What to Expect from Biogas Digestion
The 300-gallon capacity turnkey system on our farm is one of many existing designs, and though it’s convenient it is also relatively small because it was intended for use on a home scale. The gas storage bag has a 24 sq. ft. capacity which is the equivalent of about 4.5 kWh of energy, or just about 15,000 Btu.
Additional storage can be added, but the gas is difficult to compress and the technology impractical at this scale, so reinforced bladders are the storage of choice. With a moderate daily feeding of 2 lbs. of food scraps you can expect about 20 cu. ft. of gas daily under ideal conditions. Larger managed permanent systems perform even better, with some producing 1 cu. ft. of gas per day for every cubic foot of digester capacity.
In working with a flammable gas, safety of the system is always important. Though methane content of the gas will fluctuate slightly with digester conditions, biogas is essentially odorless, colorless, and lighter than air so it is difficult to detect. It is also an asphyxiant, like natural gas and propane. Its flame often burns with complete clarity so it may not be visible.
Maintenance is an occasional thing, but nonetheless important. Any leaks in the digester tank or liquid fittings need to be addressed promptly for sanitary reasons as well as performance. Gas leaks are critically essential to avoid, but since the system works at a very low pressure of 4” water column—about 0.15 psi—they are not particularly forceful and easy to detect using a liquid soap-water mix at the joints. We have never experienced a leak.
At some point the solids collect in the digester tank to the level where they must be removed. In this case, the liquid is siphoned or pumped out and the solids extracted through the port built into the base of the tank. The chamber is small and manageable enough that this is simply a chore and not a battle.

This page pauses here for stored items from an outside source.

PR #41, opened 2020-10-21
Dump log in outputDir found in config and add an clean error if the n…

rosiereflo:
…etwork file is not found

### DIFF
--- a/sources/Common/include/Log.h
+++ b/sources/Common/include/Log.h
@@ -36,8 +36,9 @@ class Log {
    * - one logger with the name of the program, containing logs from dynaflow launcher
    * - one logger named dynawo.log, containing the rest of dynawo logs
    * All loggers have the same pattern of messages and the same level, given by the input
+   * @param outputDir directory where the log should be written
    */
-  static void init(const common::Options& options);
+  static void init(const common::Options& options, const std::string& outputDir);
 };
 
 }  // namespace common
--- a/sources/Common/include/Log.h
+++ b/sources/Common/include/Log.h
@@ -34,8 +34,8 @@ class Log {
    *
    * Relies on dynawo logging system the following way:
    * - one logger with the name of the program, containing logs from dynaflow launcher
-   * - one logger named dynawo.log, containing the rest of dynawo logs
-   * All loggers have the same pattern of messages and the same level, given by the input
+   * messages patterns and  level are given by the input
+   * @param options user options
    * @param outputDir directory where the log should be written
    */
   static void init(const common::Options& options, const std::string& outputDir);
--- a/sources/Common/src/Log.cpp
+++ b/sources/Common/src/Log.cpp
@@ -15,32 +15,30 @@
 
 #include "Log.h"
 
+#include <boost/filesystem.hpp>
+
+namespace file = boost::filesystem;
+
 namespace dfl {
 namespace common {
 
 const char* Log::dynaflowLauncherLogTag = "DYNAFLOW_LAUNCHER";
 
 void
-Log::init(const common::Options& options) {
+Log::init(const common::Options& options, const std::string& outputDir) {
   using DYN::Trace;
   auto& config = options.config();
 
   std::vector<Trace::TraceAppender> appenders;
   Trace::TraceAppender appender;
+  file::path outputPath(outputDir);
+  if (!file::exists(outputPath)) {
+    file::create_directories(outputPath);
+  }
 
-  appender.setFilePath(config.programName + ".log");
+  appender.setFilePath(outputPath.append(config.programName + ".log").generic_string());
   appender.setLvlFilter(Trace::severityLevelFromString(config.dynawoLogLevel));
   appender.setTag(dynaflowLauncherLogTag);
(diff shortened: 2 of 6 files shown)


rosiereflo:
#32

sources/Common/src/Log.cpp
```diff
@@ -15,20 +15,28 @@
...
 void
-Log::init(const common::Options& options) {
+Log::init(const common::Options& options, const std::string& outputDir) {
   using DYN::Trace;
   auto& config = options.config();
 
   std::vector<Trace::TraceAppender> appenders;
   Trace::TraceAppender appender;
+  file::path outputPath(outputDir);
+  if (!file::exists(outputPath)) {
```
lecourtoisflo, line 35: maybe remove the corresponding lines in context.exportOuputs

sources/Context.h
```diff
@@ -118,7 +118,7 @@ class Context {
  private:
   ContextDef def_;                         ///< context definition
   inputs::NetworkManager networkManager_;  ///< network manager
-  inputs::Configuration config_;           ///< configuration
+  const inputs::Configuration& config_;           ///< configuration
```
lecourtoisflo, line 121: incorrect formatting

sources/main.cpp
```diff
@@ -76,17 +79,21 @@ main(int argc, char* argv[]) {
     if (!boost::filesystem::is_regular_file(dictPath)) {
       // we cannot use dictionnary errors since they are not be initialized yet
       LOG(error) << "Dictionary " << dictPath << " not found: check runtime environment" << LOG_ENDL;
+      std::cerr << "Dictionary " << dictPath << " not found: check runtime environment" << std::endl;
```
lecourtoisflo, line 82: why use cerr ? Don't we want to use the log instead ? cerr should be used only when it is unsure that log file is initialized

sources/main.cpp
```diff
@@ -76,17 +79,21 @@ main(int argc, char* argv[]) {
...
       return EXIT_FAILURE;
     }
-
-    auto& config = options.config();
-    LOG(info) << MESS(InputsInfo, config.networkFilePath, config.configPath) << LOG_ENDL;
+    if (!boost::filesystem::exists(boost::filesystem::path(runtimeConfig.networkFilePath))) {
+      LOG(error) << MESS(NetworkFileNotFound, runtimeConfig.networkFilePath) << LOG_ENDL;
+      std::cerr << MESS(NetworkFileNotFound, runtimeConfig.networkFilePath) << std::endl;
```
lecourtoisflo, line 87: same here as previous remark about cerr

sources/Context.h
```diff
@@ -53,8 +52,9 @@ class Context {
    * @brief Constructor
    *
    * @param def The context definition
+   * @param config simulation configuration
```
lecourtoisflo, line 55: it is not simulation configuration rather than DFL specific configuration

lecourtoisflo (changes requested):

sources/main.cpp
rosiereflo: It find it nicer to have a feedback in the terminal when an error happened, but that's only personal
@marcochiaramello an opinion on this?

marcochiaramello: I do agree, maybe in debug mode if possible..otherwise I'll keep it

sources/Common/src/Log.cpp
rosiereflo: done

sources/Context.h
rosiereflo: done

sources/Context.h
rosiereflo: done

sources/main.cpp
lecourtoisflo: In that case, it should be done in dynawo, in function error from Trace

rosiereflo: ok I removed them

sources/Context.h
```diff
@@ -53,8 +52,9 @@ class Context {
    * @brief Constructor
    *
    * @param def The context definition
+   * @param config configuration to use
    */
-  explicit Context(const ContextDef& def);
+  explicit Context(const ContextDef& def, const inputs::Configuration& config);
```
lecourtoisflo, line 57: explicit is no longer necessary

sources/Common/include/Log.h
```diff
@@ -36,8 +36,9 @@ class Log {
    * - one logger with the name of the program, containing logs from dynaflow launcher
    * - one logger named dynawo.log, containing the rest of dynawo logs
```
lecourtoisflo, line 37: comment not right any more. Also missing comment for parameter options from previous develpments

lecourtoisflo (changes requested):

sources/Context.h
rosiereflo: done

sources/Common/include/Log.h
rosiereflo: done

lecourtoisflo (approved):

PR #43, opened 2020-10-21
Correct diagram file link

lecourtoisflo:


sources/Outputs/include/Par.h
```diff
@@ -42,14 +42,17 @@ class Par {
      *
      * @param base basename for current simulation
      * @param filename file path for output PAR file (corresponds to basename)
+     * @param dirname the dirname of the output PAR file
```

Granted, most of us probably will not be going to the lengths that Mr. Bate did to get his vehicle running on manure gas, but a regular supply of site-made biogas fuel isn’t beyond the capacity of anyone with a small farm or homestead. And yes, outside of cooking, lighting, and heating water, it is possible to power a stationary generator that would normally run on gasoline or LP with biogas fuel as long as it is cleaned and filtered properly, once fuel system modifications are made. The issue is not technical but more of a supply question, since one gallon of gasoline is the equivalent of 200 cubic feet of biogas.